## Instructions for the task
Sort through the entries below and pull out lines containing the word "anymore".

[Saved data entries]
%%
PR #2605, opened 2023-04-14
[16.0][MIG] configuration_helper: Migration to 16.0

lehoangan:


configuration_helper/__manifest__.py
```diff
@@ -0,0 +1,14 @@
+# Copyright 2014 David BEAL Akretion
+# License AGPL-3.0 or later (http://www.gnu.org/licenses/agpl).
+{
+    "name": "Configuration Helper",
+    "version": "16.0.1.0.0",
```
simahawk, line 5: there's no summary here, is it correct?

simahawk (commented):
Curious: how many modules rely on this? Is it worth to keep maintaining it?

configuration_helper/__manifest__.py
lehoangan: I added summary

nilshamerlinck:
Hello @simahawk

> Curious: how many modules rely on this? Is it worth to keep maintaining it?

`delivery_carrier_label_postlogistics` up to 12.0 (now replaced by `delivery_postlogistics`), `l10n_ch_delivery_carrier_label_quickpac` up to 14.0, none anymore in 16.0.

Probably not worth indeed.

PR #2607, opened 2023-04-17
[ADD][14.0] slow_wsgi_logger: log slow wsgi request

petrus-v:
This module lets you log slow WSGI requests. It is useful to analysis
performance issue given more context regarding the request and
only log if processed time is higher to the defined limit.


damdam-s (approved):
🚀 🚀 LGTM

Koudja (approved):

thomaspaulb:
@petrus-v Tests are still failing

slow_wsgi_logger/tests/test_slow_wsgi_logger.py
```diff
@@ -0,0 +1,190 @@
...
+        wait = self.min_duration + 0.1
+        with self.assertLogs("odoo.addons.slow_wsgi_logger", level=self.level) as cm:
+            self._json_call(
+                self.db_name,
+                self.admin_uid,
+                "admin",
+                "fake.test",
+                "name_search",
+                wait,
+            )
```
thomaspaulb, line 164: Test is [failing](https://github.com/OCA/server-tools/actions/runs/8802245846/job/24157487806#step:8:1891). Not quite sure what to make of it, to my best interpretation skills the `fake.test` model is not properly loaded, hence test fails and Odoo attempts to restore the savepoint but can't find it and the cursor is reset to an unusable state. The next query that has to do with registry restore, then also fails to execute.

PR #2608, opened 2023-04-18
[16][MIG ] module_analysis

florian-dacosta:


legalsylvain (commented):
Why https://github.com/OCA/server-tools/pull/2608/commits/8e5457e805d46c7e65fd9eb2a57189cb504660a6
and https://github.com/OCA/server-tools/pull/2608/commits/796e9cab879c8cf739db9ea660c28fb8b4b7d412 ? 
otherwise LGTM. Thanks for porting this module.

florian-dacosta:
> Why [8e5457e](https://github.com/OCA/server-tools/commit/8e5457e805d46c7e65fd9eb2a57189cb504660a6)

In general I prefer all cron to be unactive at installation, mainly this kind of cron that you have to do some configuration (better change the time to run it at night at least, etc). It does not change a lot to unactivate it because you have to configure it anyway.
Having active cron of the kind is annoying for test database, CI, preprod, etc...



> and [796e9ca](https://github.com/OCA/server-tools/commit/796e9cab879c8cf739db9ea660c28fb8b4b7d412) ?

I went a bit too fast with the cherry-pick, I guess the second line could stay the same.
For the first line, I guess we need to launch a `cron_analyse_code` because it is not done during the installation anymore (removed post_init_hook)

PR #2609, opened 2023-04-18
[16][MIG ] module_analysis

florian-dacosta:
Replace https://github.com/OCA/server-tools/pull/2608

Sorry I guess I did a wrong manipulation, I could not reopen the other after a force push.

@legalsylvain


florian-dacosta:
@legalsylvain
%%
## Response to this exercise
`delivery_carrier_label_postlogistics` up to 12.0 (now replaced by `delivery_postlogistics`), `l10n_ch_delivery_carrier_label_quickpac` up to 14.0, none anymore in 16.0.
For the first line, I guess we need to launch a `cron_analyse_code` because it is not done during the installation anymore (removed post_init_hook)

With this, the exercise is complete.